== What you need to do ==
From the records below, print exactly the lines starting at the one containing "All paths to" and ending at the one containing "that I need :)", ends included, and nothing else.

Stored items:
* * * *

Issue #3847, opened 2021-02-02
Create and update playlists


catap:
### Use case

Let assume that someone has some music library as series of files, and would like to manage also playlist for it.

I feel that it is expected that beets should have a way to create and update playlists per artist, albums, year, etc.

Right now playlist plugin can update paths to actual songs, but not created it.

### Solution

Update playlist plugin to support config like:
```
playlist:
  auto: yes
  relative_to: https://nas.domain.com/music/
  playlist_dir: ~/Music/playlists
  relative_url_encoded: yes
  dynamic_playlists: yes
```

This config creates a dynamic playlists in `~/Music/playlists` for each album, artist, year, genre, etc.

All paths to inside playlists are urlencoded and have form `https://nas.domain.com/music/[urldencoded path]` that allows to use this playlist almost everywhere with NAS that supports webdav/http access to your files.

### Alternatives

A lot of manual job. A lot.

sampsyo:
Hmm… just checking, have you tried the `smartplaylist` plugin? Is this close to what you're imagining?

catap:
@sampsyo looks almost that I need :)

It has missed part with urlencoded, otherwise it looks very close to that I need.

Anyway, I've missed how to write queries. Can you give me an example how can I define a query to create a playlists like for each album of each artist in library?

Thanks!

catap:
nevermind, I figured this out.

PR #3848, opened 2021-02-02
Stream-friendly smart playlists

catap:
## Description

This commit introduced a way to generate a stream-frienldy playlists.

This is that I've missed to make me very happy at #3847

## To Do

- [x] ~figured out that to do with complex unicode strings.~

## ~Unicode-related issue~

~Right now current code encodes at least at python `3.8.7` a string `Ayọ` as `Ayo%CC%A3` when it should be `Ay%E1%BB%8D`.~

~Until it is fixed I ask to don't merge it. @sampsyo if you have any idea how to fix it I'll be appreciated.~

### DIFF
--- a/beetsplug/smartplaylist.py
+++ b/beetsplug/smartplaylist.py
@@ -28,6 +28,12 @@ from beets.dbcore.query import MultipleSort, ParsingError
 import os
 import six
 
+try:
+    from urllib.request import pathname2url
+except ImportError:
+    # python2 is a bit different
+    from urllib import pathname2url
+
 
 class SmartPlaylistPlugin(BeetsPlugin):
 
@@ -39,8 +45,11 @@ class SmartPlaylistPlugin(BeetsPlugin):
             'auto': True,
             'playlists': [],
             'forward_slash': False,
+            'prefix': u'',
+            'urlencode': False,
         })
 
+        self.config['prefix'].redact = True  # May contain username/password.
         self._matched_playlists = None
         self._unmatched_playlists = None
 
@@ -201,6 +210,7 @@ class SmartPlaylistPlugin(BeetsPlugin):
                 if item_path not in m3us[m3u_name]:
                     m3us[m3u_name].append(item_path)
 
+        prefix = bytestring_path(self.config['prefix'].as_str())
         # Write all of the accumulated track lists to files.
         for m3u in m3us:
             m3u_path = normpath(os.path.join(playlist_dir,
@@ -210,6 +220,8 @@ class SmartPlaylistPlugin(BeetsPlugin):
                 for path in m3us[m3u]:
                     if self.config['forward_slash'].get():
                         path = path_as_posix(path)
-                    f.write(path + b'\n')
+                    if self.config['urlencode']:
+                        path = bytestring_path(pathname2url(path))
+                    f.write(prefix + path + b'\n')
 
         self._log.info(u"{0} playlists updated", len(self._matched_playlists))
--- a/docs/changelog.rst
+++ b/docs/changelog.rst
@@ -2166,6 +2166,9 @@ And many little fixes and improvements:
 * When there's a parse error in a query (for example, when you type a
   malformed date in a :ref:`date query <datequery>`), beets now stops with an
   error instead of silently ignoring the query component.
+* :doc:`/plugins/smartplaylist`: Stream-friendly smart playlists.
+  The ``splupdate`` command can now also add a URL-encodable prefix to every
+  path in the playlist file.
 
 For developers:
 
--- a/docs/plugins/smartplaylist.rst
+++ b/docs/plugins/smartplaylist.rst
@@ -101,3 +101,7 @@ other configuration options are:
   If you intend to use this plugin to generate playlists for MPD on
   Windows, set this to yes.
   Default: Use system separator.
+- **prefix**: Prepend this string to every path in the playlist file. For
+  example, you could use the URL for a server where the music is stored.
+  Default: empty string.
+- **urlencoded**: URL-encode all paths. Default: ``no``.


catap:
Status update here. I guess I discovered a wired bug in macOS:

It reads from FS as o plus modificator, as result I do have:
```
>>> from urllib.request import pathname2url
>>> pathname2url(u'Ayọ')
'Ayo%CC%A3'
>>> pathname2url(u'Ayọ')
'Ay%E1%BB%8D'
>>> 
```

catap:
Seems like using `asciify_paths` is a good way to do not care about unicode here.

beetsplug/smartplaylist.py
```diff
@@ -39,8 +44,12 @@ def __init__(self):
             'auto': True,
             'playlists': [],
             'forward_slash': False,
+            'started_with': u'',
+            'urlencoded': False,
```
sampsyo, line 48: Can we just call this `urlencode`?

beetsplug/smartplaylist.py
```diff
@@ -39,8 +44,12 @@ def __init__(self):
             'auto': True,
             'playlists': [],
             'forward_slash': False,
+            'started_with': u'',
```
sampsyo, line 47: Can we call this `prefix`?

beetsplug/smartplaylist.py
```diff
@@ -201,6 +210,7 @@ def update_playlists(self, lib):
                 if item_path not in m3us[m3u_name]:
                     m3us[m3u_name].append(item_path)
 
+        started_with = bytestring_path(self.config['started_with'].get())
```
sampsyo, line 213: I don't think `bytestring_path` is the right thing here because this isn't necessarily a path. I think we should encode it with whatever the text encoding is for the playlist file?

beetsplug/smartplaylist.py
```diff
@@ -210,6 +220,8 @@ def update_playlists(self, lib):
                 for path in m3us[m3u]:
                     if self.config['forward_slash'].get():
                         path = path_as_posix(path)
-                    f.write(path + b'\n')
+                    if self.config['urlencoded'].get():
```
sampsyo, line 223:
```suggestion
                    if self.config['urlencoded']:
```

beetsplug/smartplaylist.py
```diff
@@ -210,6 +220,8 @@ def update_playlists(self, lib):
...
+                        path = bytestring_path(pathname2url(path))
```
sampsyo, line 224: Again, I'm not sure `bytestring_path` is the right thing here…

docs/plugins/smartplaylist.rst
```diff
@@ -101,3 +121,6 @@ other configuration options are:
   If you intend to use this plugin to generate playlists for MPD on
   Windows, set this to yes.
   Default: Use system separator.
+- **started_with**: Started each path to track with specified string, for
+  example path to server where you host your music. Default empty string.
```
sampsyo, line 125: > Prepend this string to every path in the playlist file. For example, you could use the URL for a server where the music is stored. Default: empty string.

docs/plugins/smartplaylist.rst
```diff
@@ -101,3 +121,6 @@ other configuration options are:
...
+- **urlencoded**: URL encode all paths. Default ``no``.
```
sampsyo, line 126:
```suggestion
- **urlencoded**: URL-encode all paths. Default: ``no``.
```

docs/plugins/smartplaylist.rst
```diff
@@ -30,6 +30,26 @@ use spaces in the query, be sure to quote them (e.g., ``artist:"The Beatles"``).
 If you have existing files with the same names, you should back them up---they
 will be overwritten when the plugin runs.
 
+You also can generate a playlists to play music on your NAS or any server. Let
+assume that you host all your music at ``https://nas.domain.com/music``, that is
+mounted to your machine when you run beet as ``/mnt/music`` and you should login
+to it as user ``user`` with password ``secret``::
```
sampsyo, line 36: Could we put this in a separate section, because it's separate from the basic instructions? Also, I'm not sure we need an example config with all the other settings, such as `playlists:`. Can we keep the example compact (if an example is necessary at all)?

sampsyo (commented):
Seems interesting; thanks for getting this started. Could you please add a changelog entry?

beetsplug/smartplaylist.py
catap: Hm, shall I change `forward_slash` also?

beetsplug/smartplaylist.py
catap: @sampsyo without it CI fails ;)

Let me show it as separated commit

docs/plugins/smartplaylist.rst
catap: Let me remove this example because it is tricky one.

catap:
@sampsyo ping here

beetsplug/smartplaylist.py
```diff
@@ -210,6 +219,8 @@ def update_playlists(self, lib):
                 for path in m3us[m3u]:
                     if self.config['forward_slash'].get():
                         path = path_as_posix(path)
-                    f.write(path + b'\n')
+                    if self.config['urlencode'].get():
```
sampsyo, line 222:
```suggestion
                    if self.config['urlencode']:
```

beetsplug/smartplaylist.py
```diff
@@ -39,8 +44,12 @@ def __init__(self):
             'auto': True,
             'playlists': [],
             'forward_slash': False,
+            'prefix': u'',
+            'urlencode': False,
         })
 
+        # may contains user and password
+        self.config['prefix'].redact = True
```
sampsyo, line 52:
```suggestion
        self.config['prefix'].redact = True  # May contain username/password.

```

Preferring a blank line afterward because this is unrelated to the next two lines.

sampsyo (changes requested):
Looking pretty good! Could you please add a changelog entry?

catap:
@sampsyo ;)

beetsplug/smartplaylist.py
```diff
@@ -201,6 +209,7 @@ def update_playlists(self, lib):
                 if item_path not in m3us[m3u_name]:
                     m3us[m3u_name].append(item_path)
 
+        started_with = bytestring_path(self.config['prefix'].get())
```
sampsyo, line 212: `get` should be `as_str` here to enforce a type on the configuration. And can we call this variable `prefix`?

sampsyo (changes requested):
Oops; noticed one last small thing (or two)! Sorry for letting this slip by last time. This should be good to go afterward.

beetsplug/smartplaylist.py
```diff
@@ -28,6 +28,11 @@
 import os
 import six
 
+try:
+    from urllib.request import pathname2url
+except ImportError:
+    from urllib import pathname2url
+
```
justinmayer, line 35: I suggest adding a comment above to indicate which Python version(s) this compatibility block is intended to support. That will make it easier to find and remove this stanza when Beets drops support for said Python versions(s) in the future.

docs/changelog.rst
```diff
@@ -2066,6 +2066,9 @@ And many little fixes and improvements:
 * When there's a parse error in a query (for example, when you type a
   malformed date in a :ref:`date query <datequery>`), beets now stops with an
   error instead of silently ignoring the query component.
+* :doc:`/plugins/smartplaylist`: Stream-friendly smart playlists.
+  The ``splupdate`` command can now also add some prefix to every path
+  in the playlist file which can be URL-encode.
```
justinmayer, line 2071: Suggested re-phrasing:
```
The ``splupdate`` command can now also add a URL-encodable prefix to every path
in the playlist file.
```

justinmayer (commented):
Nice work, Kirill. I made a few minor suggestions. 💫

catap:
I defently forgot about it. Will try to finish in few days.

catap:
@sampsyo / @justinmayer a few days was a bit longer... well.. It is fixed! :)

sampsyo (approved):
Looks great! Thanks for seeing it though!!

* * * *

== Finished exercise ==
All paths to inside playlists are urlencoded and have form `https://nas.domain.com/music/[urldencoded path]` that allows to use this playlist almost everywhere with NAS that supports webdav/http access to your files.

### Alternatives

A lot of manual job. A lot.

sampsyo:
Hmm… just checking, have you tried the `smartplaylist` plugin? Is this close to what you're imagining?

catap:
@sampsyo looks almost that I need :)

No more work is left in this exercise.